* _TRY IT_:
Copy the full listing exactly.

* _EXTRACTED RECORDS_:
----------------------------------------
PR #47, opened 2023-07-19
RD-9292 + RD-9293 + RD-9245 automatic github release

datYori:
This PR implement the following
- RD-9292 create github release after a new tag is pushed
- RD-9190 notify main repo when a new version is published
- RD-9245 build and attach `raw-cli-assembly` jar to the release as an asset


torcato (approved):
Cannot comment a lot on these things.
Seems reasonable:
* checking out
* building
* releasing

Approved!

PR #51, opened 2023-07-24
RD-9312 transitive vuln netty-handler

datYori:
This dep was causing transitive vuln issue. See JIRA for more details.

This dep is not used anymore anyway

### DIFF
--- a/build.sbt
+++ b/build.sbt
@@ -492,7 +492,6 @@ lazy val rawCompilerRql2Truffle = (project in file("raw-compiler-rql2-truffle"))
   )
   .settings(
     buildSettings, // TODO (msb): Promote this to strictBuildSettings and add bail-out annotations as needed,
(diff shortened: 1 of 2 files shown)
----------------------------------------
* _PROBLEM SOLUTION_:
PR #47, opened 2023-07-19
RD-9292 + RD-9293 + RD-9245 automatic github release

datYori:
This PR implement the following
- RD-9292 create github release after a new tag is pushed
- RD-9190 notify main repo when a new version is published
- RD-9245 build and attach `raw-cli-assembly` jar to the release as an asset


torcato (approved):
Cannot comment a lot on these things.
Seems reasonable:
* checking out
* building
* releasing

Approved!

PR #51, opened 2023-07-24
RD-9312 transitive vuln netty-handler

datYori:
This dep was causing transitive vuln issue. See JIRA for more details.

This dep is not used anymore anyway

### DIFF
--- a/build.sbt
+++ b/build.sbt
@@ -492,7 +492,6 @@ lazy val rawCompilerRql2Truffle = (project in file("raw-compiler-rql2-truffle"))
   )
   .settings(
     buildSettings, // TODO (msb): Promote this to strictBuildSettings and add bail-out annotations as needed,
(diff shortened: 1 of 2 files shown)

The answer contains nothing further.